Bryan Klimt

I’ve been learning Go the last few days. I’ve been trying to learn the rules of the language, so that when I encounter new code, I can apply those principles and understand it quickly and thoroughly. But I’ve been having a really hard time. I get the feeling that Go was designed by System Engineers, who focus on implementation. The API Designer in me is getting frustrated with the lack of consistency in the language. There are more exceptions than rules. Here are some of the things I find the most confusing.


Let’s say you want to create a new instance of Foo. How do you do it? Well, first, you’ve got to know what primitive type Foo is descended from. If it happens to be an int or bool or something like that, you can do either of these:

var x Foo
y := 3

If Foo is derived from map, slice, or chan, then you use this special function called make:

hash := make(map[string]int)
slice := make([]int 100)
c := make(chan int)

Why is there this special function that construct these three random types? I don’t know.

If Foo is derived from struct, then you have to know whether the struct is usable when it’s zero-valued. I think most of them are. But watch out, because there’s nothing to stop you from making one that’s zero-valued when it’s not valid.

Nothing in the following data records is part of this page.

PR #4610, opened 2017-03-31
Added {} in templates

con-ssc:
I refactored some template code to harmonize control structures to follow the use of always having {}

Tried to use the npm run test but didn't work before changes

**Summary**
Added {} in templates so Microsoft JS guidelines will work on generated manifest.js for bundles like with vue js will pass the quality test.

No.

**Other information**


timse:
to run the tests locally run
`npm link && npm link weback`

maybe we should have that on some post local install step @sokra 
this appears to be a quite common issue :p

con-ssc:
@timse I tried to circumvent that by eslint disables but yes, webpack as devdep makes sense

con-ssc:
@timse @sokra The thing is, there are errors, but there are errors in files I did not touch, so I suspect there where there before.

sokra:
> maybe we should have that on some post local install step @sokra
> this appears to be a quite common issue :p

good idea.

test/configCases/plugins/environment-plugin/webpack.config.js
```diff
@@ -1,4 +1,4 @@
-const EnvironmentPlugin = require("../../../../lib/EnvironmentPlugin");
+var EnvironmentPlugin = require("../../../../lib/EnvironmentPlugin");
```
sokra: add `"use strict"` on top instead.

test/statsCases/warnings-uglifyjs/webpack.config.js
```diff
@@ -1,10 +1,12 @@
+//eslint-disable-next-line
```
sokra: I don't see any reason to disable eslint here. Can't the problem be fixed with code or configuration?

test/statsCases/warnings-uglifyjs/webpack.config.js
```diff
@@ -1,10 +1,12 @@
...
 var webpack = require("webpack");
 
 module.exports = {
 	entry: "./index",
 	output: {
 		filename: "bundle.js"
 	},
+	//eslint-disable-next-line
```
sokra: same

test/configCases/plugins/min-chunk-size/webpack.config.js
```diff
@@ -1,9 +1,10 @@
-var webpack = require("../../../../")
+//eslint-disable-next-line
+var webpack = require("../../../../");
```
sokra: same

test/configCases/dll-plugin/2-use-dll-without-scope/webpack.config.js
```diff
@@ -1,4 +1,5 @@
 var path = require("path");
+//eslint-disable-next-line
```
sokra: same

test/configCases/dll-plugin/1-use-dll/webpack.config.js
```diff
@@ -1,8 +1,10 @@
+//eslint-disable-next-line
```
sokra: same

package.json
```diff
@@ -50,7 +50,7 @@
     "less": "^2.5.1",
     "less-loader": "^2.0.0",
     "lodash": "^4.17.4",
-    "mocha": "^3.2.0",
+    "mocha": "3.2.0",
```
sokra: why changing this?

con-ssc:
> to run the tests locally run
npm link && npm link weback

> maybe we should have that on some post local install step @sokra
this appears to be a quite common issue :p

For this, webpack needs to be a dep or file in the package.json otherwise it still counts as unpublished in one of the files.

test/configCases/plugins/environment-plugin/webpack.config.js
con-ssc: Do you want me to revert it to const and add use strict or just add use strict`?

con-ssc:
Sorry forgot the stats

test/configCases/plugins/environment-plugin/webpack.config.js
sokra: const and use strict

con-ssc:
Sorry, I'm not so much used to forking and submitting pull requests.

sokra:
Thanks

PR #4617, opened 2017-04-02
Fix hot module main flag for hot module replacement

ricmatsui:

Bugfix for HMR

Yes, added a test case which reproduces the issue if the fix is not in place. The test case requires using `CommonsChunkPlugin` and multiple entries, but there could be a simpler test case.

**Summary**

When a main module is loaded after a module which is already loaded, the main module should still be marked as a main module, but the current logic causes a main module to be marked a not a main module in this case, which causes issues with HMR. When an incorrectly marked main module is replaced, the current HMR logic will process the update and mark the module as accepted even though it was not.

To fix this issue, this change handles that case by making sure that `hotMainModule` is always `true` after a `require` from `hotCreateRequire`. `hotMainModule` should be set to `true` in `require` from `hotCreateRequire` in the case where `hotCreateModule` (which sets `hotCreateModule` to `true`) is not called. `hotCreateModule` is not called when the requested module is already loaded.

Reported corresponding issue: https://github.com/webpack/webpack/issues/4621

No, unless there are some people who rely on unexpected behavior of HMR accepting modules with no accept handlers.

### DIFF
--- a/lib/HotModuleReplacement.runtime.js
+++ b/lib/HotModuleReplacement.runtime.js
@@ -27,7 +27,7 @@ module.exports = function() {
 				console.warn("[HMR] unexpected require(" + request + ") from disposed module " + moduleId);
 				hotCurrentParents = [];
 			}
-			hotMainModule = false;
+			hotMainModule = !!installedModules[request];
 			return $require$(request);
 		};
 		var ObjectFactory = function ObjectFactory(name) {
--- a/lib/HotModuleReplacement.runtime.js
+++ b/lib/HotModuleReplacement.runtime.js
@@ -8,7 +8,7 @@ module.exports = function() {
 	var hotApplyOnUpdate = true;
 	var hotCurrentHash = $hash$; // eslint-disable-line no-unused-vars
 	var hotCurrentModuleData = {};
-	var hotMainModule = true; // eslint-disable-line no-unused-vars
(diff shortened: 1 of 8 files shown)


test/configCases/commons-chunk-plugin/hot-multi/vendor.js
```diff
@@ -0,0 +1,3 @@
+require("./common");
+
+module.exports = "vendor";
```
sokra: Could you add the main = true check in this module too? vendor is also a main module.

lib/HotModuleReplacement.runtime.js
```diff
@@ -8,7 +8,7 @@ module.exports = function() {
 	var hotApplyOnUpdate = true;
 	var hotCurrentHash = $hash$; // eslint-disable-line no-unused-vars
 	var hotCurrentModuleData = {};
-	var hotMainModule = true; // eslint-disable-line no-unused-vars
+	var hotCurrentChildModule; // eslint-disable-line no-unused-vars
```
sokra: Note: I changed this to another approach. Should be more reliable/clear.

ricmatsui: Sounds good, makes sense 👍

sokra:
Thanks

PR #4622, opened 2017-04-02
Provide context to resolve again

zinserjan:
bugfix

yes

**Summary**
Brings the old behaviour back that was removed in da29d21ae44056ccbd525282300df7184e922d97. This allows us to write custom resolvers that need access to the issuer of a dependency like shown in https://github.com/webpack/webpack/issues/985#issuecomment-260230782

I created a test case within the statsCases with a simplified version of @niieani's plugin to avoid future regressions. 

Possibly, but this will not break existing code. Basically this replaces an empty object with an populated object.

### DIFF
--- a/lib/NormalModuleFactory.js
+++ b/lib/NormalModuleFactory.js
@@ -101,7 +101,6 @@ function NormalModuleFactory(context, resolvers, options) {
 			var contextInfo = data.contextInfo;
 			var context = data.context;
 			var request = data.request;
-			var resolveContextInfo = {};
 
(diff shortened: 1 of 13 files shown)


niieani:
I wasn't aware a there was a change to Webpack that broke my plugin, so thanks for this @zinserjan. I hope this gets merged, it would be a great shame to loose this capacity.

sokra:
huh... not sure why this was even removed...

sokra:
Thanks

PR #4627, opened 2017-04-03
Update README.md

jimmyn:
We would like to promote microapps products rather than the company itself. As agreed with Alex Saiz (CEO) 

Best regards.


sokra:
Thanks

PR #4691, opened 2017-04-11
add .mjs to list of well known extensions

bmeck:

feature, compliance w/ Node.js EP

No

**Summary**

this is to conform to the plan of the [Node.js EP](https://github.com/nodejs/node-eps/pull/39).

No

**Other information**


bmeck:
I am unclear on how to ensure the extension is only ever an ES Module.

TheLarkInn:
We could build the same kind of automatic loader support like we did for json and only just test for the extension, and thus turn off all the other parser features for those modules. Otherwise, I'm not sure if theres a really "GREAT" way to do it because we determine the module based on the lexical tokens used etc.

bmeck:
@TheLarkInn I think only the target source type needs to change, are there other parser features that need to change?

loganfsmyth:
Any thoughts on what you'd expect if someone runs `babel-loader` or any other loader on these and transforms the content to CommonJS before Webpack can get to it? Should we just let Webpack error about the usage of `module.exports` or something?

bmeck:
well if webpack sees it is still a .mjs extension it would error. Is it possible to give it a new filename/specify the language goal when handing it off?

bmeck:
@sokra I've left things unchanged in this PR, but .mjs would probably be preferred if that seems an ok breaking change. I will add tests for that as well.

bmeck:
@loganfsmyth after some thought, ideally `.mjs` would become `.js` when being handed off.

loganfsmyth:
@bmeck Yeah, that seems like the ideal to me too. I guess that will have to wait to see if Webpack could add logic to make the parse goal explicit.

lib/NormalModule.js
```diff
@@ -284,15 +284,22 @@ class NormalModule extends Module {
 				return callback();
 			}
 
+			const isMJS = this._source._name && /.mjs$/.test(this._source._name);
```
jhnns: `/.mjs$/` should be ` /\.mjs$/` 😁 

@sokra is there a common `name` property on all possible sources? Accessing the private `_name` property is not ideal here.

lib/NormalModule.js
```diff
@@ -284,15 +284,22 @@ class NormalModule extends Module {
...
+			const sourceTypes = ["module"];
+			if(!isMJS) {
+				sourceTypes.push("script");
+			}
+
+			const source = this._source.source();
 			try {
-				this.parser.parse(this._source.source(), {
+				this.parser.parse(source, {
+					sourceTypes: sourceTypes,
```
jhnns: Passing an array as `sourceType` is not supported. These options [are not passed to acorn](https://github.com/webpack/webpack/blob/b2a6085d9684cb8bb3c47cbcb778413844d70d53/lib/Parser.js#L1167) anyway (@sokra could you clarify the purpose of this second argument `initialState`)?

jhnns:
@loganfsmyth in the long term, parsing a `.mjs` module that has been transformed to CJS should raise an error since this is clearly a misconfiguration of the babel-loader. Why would you want to transform ESM to CJS? 😁

bebraw:
> In the short term, the transition should be as painless as possible. For now, we should preserve the old behavior for .js files and just enforce the module parser goal for .mjs. This means that for .js files, the parser would still just try the module parser goal first and then back off to script. Importing named exports from CJS should still work for now.

Yeah, soft deprecation (a warning before dropping the feature) would be a good way to go. 👍

loganfsmyth:
@jhnns One example would be if you still wanted to try to preserve the named exports behavior to ease the transition to Node's behavior, it could be nice to compile your es6 syntax with Babel, so the import would still behave like CommonJS. Or say there is some feature that is hard to compile to ES6 but is easy to do if you can convert it to CommonJS.

In a more general case, if I have a loader for some extension that isn't `.js` or `.mjs`, say one of the file loaders, if that wants to output ES6 instead of CommonJS, what will Webpack do? It seems like it would be good to have a way for loaders to assert which grammar they expect their output to be parsed as.

jhnns:
> One example would be if you still wanted to try to preserve the named exports behavior to ease the transition to Node's behavior, it could be nice to compile your es6 syntax with Babel, so the import would still behave like CommonJS.

Mhmm... I think, once one of your dependencies have been translated to ES modules, you will probably have a hard time with still using CommonJS because [now you need to convert your synchronous `require` into an asynchronous `import`](https://medium.com/the-node-js-collection/an-update-on-es6-modules-in-node-js-42c958b890c), like:

```javascript
let someEs6Module;

require.import("some-es6-module").then(module => someEs6Module = module);
```

Actually, this means that every function inside your module that uses `someEs6Module` **must be** asynchronous. I don't see the possibility to make this painless...

You can ease the transition for people who are using bundlers by providing different entry points (`"main"` vs. `"module"`), but this doesn't apply to people who are just using Node.js. Or am I missing something?

---

I just realized that this change is more nuanced than I thought. If we want to have feature parity with Node.js, we also need to adapt this asynchronous import behavior from ES to CJS...

bmeck:
@jhnns this is in part why in the EP https://github.com/bmeck/node-eps/blob/a1eab9bf023bbe13a79ddb18f0622a5d57215f9b/002-es-modules.md you can't `require` ESM

bmeck:
this has grown in scope quite a bit and I probably don't have bandwidth to draw it to completion anytime soon if someone else wants to take it up

loganfsmyth:
> Mhmm... I think, once one of your dependencies have been translated to ES modules, you will probably have a hard time with still using CommonJS

That's a fair point, I forgot there were limitations there then.

Then ignoring that part, the other question for me is if a loader for a non .js/.mjs extension wants to output ESM, how will Webpack handle it? And separately, if there are other loaders in the chain, how should they decide which grammar to use?

bmeck:
@sokra is there someone who could take this over since it expanded in scope so much?

lib/NormalModule.js
```diff
@@ -284,15 +284,22 @@ class NormalModule extends Module {
 				return callback();
 			}
 
+			const isMJS = this._source._name && /\.mjs$/.test(this._source._name);
```
mikesherov: is Michael Jay Sherov

TheLarkInn: 😂 whatever floats your 🐐

bmeck:
w/e this becomes should not land until it can be forced to be a Module as per the new Internet Draft:

https://datatracker.ietf.org/submit/status/88872/

probablyup:
@sokra can this be merged now that Node is shipping mjs support under a flag?

pierreneter:
Why not let `babel-loader` handle it?

loganfsmyth:
@pierreneter `babel-loader` does not change the internal config of Webpack itself, that is unrelated.

sokra:
done on `next` branch

PR #4707, opened 2017-04-14
WIP Adds pilot support for top-level module await.

yurydelendik:

There is no functionality that allows to loader to introduce a wait into the module loading process. This allows inform the chunk initialization/bootstrap scripts to wait on exported by a module promise Promise.

There is a prototype for wasm-loader at 

https://github.com/yurydelendik/webpack-wasm-loader/

N/A

**Summary**

The loader indicates by setting its topLevelAwait property/attribute
that after load the require.ensure will wait for __await promise/export.

This is just a proposal since top-level module await is not a standard.

**Other information**

This is a WIP PR and require guidance and/or re-implementation.

### DIFF
--- a/lib/JsonpMainTemplatePlugin.js
+++ b/lib/JsonpMainTemplatePlugin.js
@@ -121,12 +121,28 @@ class JsonpMainTemplatePlugin {
 		mainTemplate.plugin("bootstrap", function(source, chunk, hash) {
 			if(chunk.chunks.length > 0) {
 				var jsonpFunction = this.outputOptions.jsonpFunction;
+				var topLevelAwaitHanding = this.topLevelAwaitInChildren(chunk);
+				var finalizeModulesCode = [
+					"while(resolves.length) {",
+					this.indent("resolves.shift()();"),
+					"}",
+					this.entryPointInChildren(chunk) ? [
+						"if(executeModules) {",
+						this.indent([
+							"for(i=0; i < executeModules.length; i++) {",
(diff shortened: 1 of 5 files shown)


lib/JsonpMainTemplatePlugin.js
```diff
@@ -121,12 +121,28 @@ class JsonpMainTemplatePlugin {
...
 				var jsonpFunction = this.outputOptions.jsonpFunction;
+				var topLevelAwaitHanding = this.topLevelAwaitInChildren(chunk);
+				var finalizeModulesCode = [
+					"while(resolves.length) {",
+					this.indent("resolves.shift()();"),
+					"}",
+					this.entryPointInChildren(chunk) ? [
+						"if(executeModules) {",
+						this.indent([
+							"for(i=0; i < executeModules.length; i++) {",
```
jhnns: Where is `i` coming from? Is it declared?

yurydelendik: This code was moved from https://github.com/webpack/webpack/pull/4707/files/a0cd9aace98e148672c2fe61e328b08b12b86e7b#diff-82578d379e84f28902072d7b5efc5be0L157 -- can be pre-existing

sokra:
We will solve WASM in another way. Top-level await will not come to webpack because of various problems and inconsistencies.

niieani:
I have personally solved top-level await in a slightly different way with a plugin (in our case it was ensuring locales are downloaded before they're used in the module). I'll try to extract the code from our logic, open source it and post a link to the plugin here at some point in time.

PR #4717, opened 2017-04-15
fix missing `hashSalt` from options schema

STRML:
Bugfix: the [output.hashSalt option](https://webpack.js.org/configuration/output/#output-hashsalt) was not actually usable as it was not in the schema.


sokra:
Thanks

PR #8575, opened 2018-12-29
add ability to load dependent chunks for non-web targets

### LINKED ISSUE #8161: [Feature] Split chunks for a node application
## Feature request

At the moment, a `splitChunk` configuration like the following, works only for browsers

```js
splitChunks: {
 cacheGroups: {
   vendors: {
     async: 'initial',
     test: '/node_modules/'
   }
 }
}
```

This will create a `vendors.js` initial chunk that can be loaded before the bundle.

I would like to leverage this feature when the `target: "node"`. At the moment it's not possible to create a chunk that can be shared among entry points and loaded before the main bundle of the entry point itself.

On a node environment, I would expect to see something like

```js
// file a.js
require('./vendors.js');
require('./entryPointA.js')

// file B.js
require('./vendors.js');
require('./entryPointB.js')
```

**What is motivation or use case for adding/changing the behaviour?**
The main reason is not long term caching but the ability to split and share code among entry points on a node.js enviroment.

No idea as my knowledge of the internals is scarce.

Yes, if someone can help me and point me in the correct direction

sokra:
This allows to use `splitChunks` for initial chunks in i. e. node and webworker targets

fixes #8161

refactor, feature

yes

yes, `RuntimeGlobals.startup` now works differently

nothing


russell-dot-js:
Hi @sokra,

I'm really excited about this feature because it allows me to build quickly (only tree-shake node_modules once) while minimizing artifact size (I version functions in AWS lambda and have hundreds deployed).

However, while digging in and starting to use it today, I found one issue. It works great, however it does not work with entries that have relative path.

E.g. if my vendor chunk is in /vendor.js, but my code is in /path/to/some/entry.js, entry.js will try to require('./vendor.js') rather than keeping the context of its relative path.

I THINK the right thing to do is to extend the functionality you've provided here, to be aware of relative path to dependent chunks, rather than naively requiring them.

What are your thoughts? Will this be a pretty easy change? TBH I haven't contributed to Webpack yet and get a little lost in the code

PR #8579, opened 2019-01-01
[WIP] Feature: support universal target

### LINKED ISSUE #6522: Can't create UMD build which can be required by Node

*bug*

If you require a module in the target output UMD you get this error:

```
ReferenceError: window is not defined
    at Object.<anonymous> (/mnt/c/Users/foo/webpack-umd-node/dist/main.js:1:272)
```

* https://github.com/donaldpipowitch/webpack-umd-node
* `$ git clone git@github.com:donaldpipowitch/webpack-umd-node.git && cd webpack-umd-node && yarn && yarn build && yarn test`

You shouldn't see a `ReferenceError`.

Node v8.9.4, webpack v4.0.0-beta.2

### LINKED ISSUE #6525: Add `target: "universal"`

There’s a function called new that can create a zero-valued struct, but as far I can tell, you’re never supposed to use it, because you can use the literal syntax instead:

// Foo is valid when zero-valued. These two declarations are equivalent.
fooPtr := &Foo{}
fooPtr := new(Foo)

Why does new exist?

If Foo is derived from a struct, and it doesn’t work when zero-valued, then there should be a function somewhere called something like NewFoo. Good luck finding the right one.

foo := foopkg.NewFoo(arg1, arg2)

Value Semantics

Every type in Go uses value semantics, meaning passing it to a function will be a pass-by-value. Except maps and slices. They are passed by reference. I think it’s only those two. Despite the similarity between arrays and slices, the former is a value type, while the latter is a reference type. I think channels are value types, which is strange since it’s the only other type created with make. (Correction: Channels are reference types, so maybe that explains make; it generates the three reference types.)

Partial methods

You can add methods to types outside of the file where the type was defined. This should be incredibly powerful:

type Foo struct {
  bar string

// A method on Foo.
func (foo *Foo) setBar(aString string) { = aString

Unfortunately, this feature has been neutered by only being able to extend types in your own package. You can’t add methods to built-in types like string or int. This means those types can never fulfill any new interfaces you add. You can derive a new type from those types, and extend that, but then you have to explicitly cast wherever you use it.

type ExtensibleInt int

func (x ExtensibleInt) timesTwo() int {
  return x * 2

var myInt extensibleInt = 3

// You have to explicitly cast it back to int.
fmt.Printf("%d", int(myInt));

Non-standard library

Unfortunately, not being able to add methods to string makes the standard library a bit wonky. For example, you have to write strings.HasPrefix(str, pre) instead of the more obvious str.HasPrefix(pre).

The standard library also seems to be missing a lot of the most common data types. As far as I can tell, there are no standard stack or queue types. But there is heap. How can a language provide an http server, but no stack type?

In-band signaling

Go has a wonderful feature that a method can return multiple values.

// ok is true iff the key is in the map.
value, ok := someMap[key]

As the designers of Go point out, this helps you avoid in-band signaling. By not conflating a special value (such as nil) with the lack of presence, you are free to have nil be a legitimately returned value.

Unfortunately, I don’t think they’ve really internalized this concept. Strings can’t nil, which is fine on its own, But lots of folks on the internet have been asking for a nullable string type, such as how nullable types work in C#, or how String works in Java. That way, you can write functions where a string is optional, but the empty string is also a valid input.

So what’s the response from Go’s designers about the requests for nullable strings? To treat the empty string as a special value. Sometimes it’s like they haven’t even read their own design justifications.


This post has been about my problems with learning Go, but let me be clear that I don’t think Go is a terrible language. It has some really great features, such as multiple return values and the := operator. And the results seem to be very efficient binaries that build almost instantly. It may be an awesome language once you get to know it well.

But all the inconsistencies in the language design have made learning it feel like a chore.